Você quer saber sobre aquele grande cano que liga um terminal ao outro? Esse cano chama Conector. Se for o que liga o embarque ao desembarque não tem um nome definido.
O link da Infraero mostra o aeroporto de Guarulhos, se você quiser ajuda com nomes tecnicos, pode me mandar uma MP, pois trabalhei muito tempo lá.
Pode ser que ajude em alguma coisa!


----------



## missrosa

Não é precisso WAMORZINHO, mas muitissimo obrigada. De todas maneiras se tivesse qualquer dúvida relativa a aeroportos, eu já sei que posso consultar com você.
Eu o que queria era fazer a descrição das carateristicas dum projeto da minha empresa, mas o que não sabia era como traduzir "cañon" para o português.

Abraços


----------



## coolbrowne

Boa Tarde:

Entendo que a dúvida parece ter sido dirimida.

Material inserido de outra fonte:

PR #1115, opened 2023-07-13
Usage nit

reify-tanner-stirrat:
This caught my eye in the readme.


Widcket (approved):
Thanks @reify-tanner-stirrat!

Normalmente eu me calaria , mas a ligação inicial *cañon/canhão* me leva a observar que o sentido da palavra _cañon_ provavelmente é "cânyon", ou seja, garganta entre montanhas (e não _peça de artilharia_ ).

Note que a tentativa de tradução original dizia "*separados por um* _cañon_" não *ligados/conectados por....* No contexto, o sentido seria *vão* ou *espaço livre*.

Até mais ver...


----------



## Naticruz

missrosa said:


> Olá a tod@s,
> Tenho um problema que nao dou ressolvido. ¿Cómo é que se diz "cañon" quando falamos relativamente a aeroportos?
> Lá vai o contexto:
> " O edifício consta de dois blocos separados por um *canhão*, um para o embarque e desembarque de passageiros e outro para os controles de passaporte"
> Eu acho que canhão não está bem utilizado mas não consigo encontrar a palavra adequada.
> Peço uma ajudinha, se fizerem o favor.
> Obrigada a tod@s


 
Será *manga? Veja a definição do Dicionário da Infopédia*

6.*Manga*
dispositivo em forma de tubo de grande diâmetro que faz a ligação entre um avião parado na pista e o edifício do aeroporto, servindo de corredor aos passageiros


Saudações
Atenção fala Portugal


----------



## WAMORZINHO

Naticruz said:


> Será *manga? Veja a definição do Dicionário da Infopédia*
> 
> 6.*Manga*
> dispositivo em forma de tubo de grande diâmetro que faz a ligação entre um avião parado na pista e o edifício do aeroporto, servindo de corredor aos passageiros
> 
> 
> Saudações
> Atenção fala Portugal


 Naticruz, isso é o _finger._
O que ela quer saber é o conector, que liga um terminal ao outro.


----------



## Naticruz

WAMORZINHO said:


> Naticruz, isso é o _finger._
> O que ela quer saber é o conector, que liga um terminal ao outro.


 Ah! 
Obrigada. Cumprimentos


----------



## Vanda

Contudo, valeu a contribuição Naticruz, pois assim fiquei sabendo que nome dão 'àquele negócio' tanto aqui quanto aí.


----------



## Mangato

Vanda said:


> Contudo, valeu a contribuição Naticruz, pois assim fiquei sabendo que nome dão 'àquele negócio' tanto aqui quanto aí.


 
Interessante também para mi. Estaba farto de dizer "finguer". Manga também da ótimo no espanhol


----------



## WAMORZINHO

Mas se disserem manga aqui no Brasil, não vão entender!


----------



## andre luis

Em cache 
Aqui fala mais... é Conector mesmo.


----------



## WAMORZINHO

Ai! Não sei se me entederam, mas existe uma graaaaande diferença entra conector e finger[manga].
Conector: liga um terminal ao outro, conecta. Sem contato nenhum com os aviões.
Finger: Liga o terminal de embarque ao avião. É um corredorzinho que após passar pelos agentes da CIA. aérea dá acesso ao avião.
Não consegui encontrar uma foto de nenhum dos dois, mas no link que o André Luis colocou é um conector que liga os terminais de embarque, mas após passarem pelos conectores, pelo que eu entendi ainda virá o finger.
Guarulhos é um ótimo exemplo. Após entrar na área restrita de passageiros internacionais, se subir as escadas antes do free shop, terá acesso a um conector que te levará a um outro terminal.
E quando chegar ao portão de embarque do seu vôo, terá uma estrutura fixa acoplada a uma móvel que liga o portão ao avião!


----------



## missrosa

Muito obrigada pela ajuda! 

Foram muito interessantes as contribuições!!!


----------



## coolbrowne

*Miss Rosa*, desculpe, mas ficamos no maior suspense. 


missrosa said:


> Foram muito interessantes as contribuições!!!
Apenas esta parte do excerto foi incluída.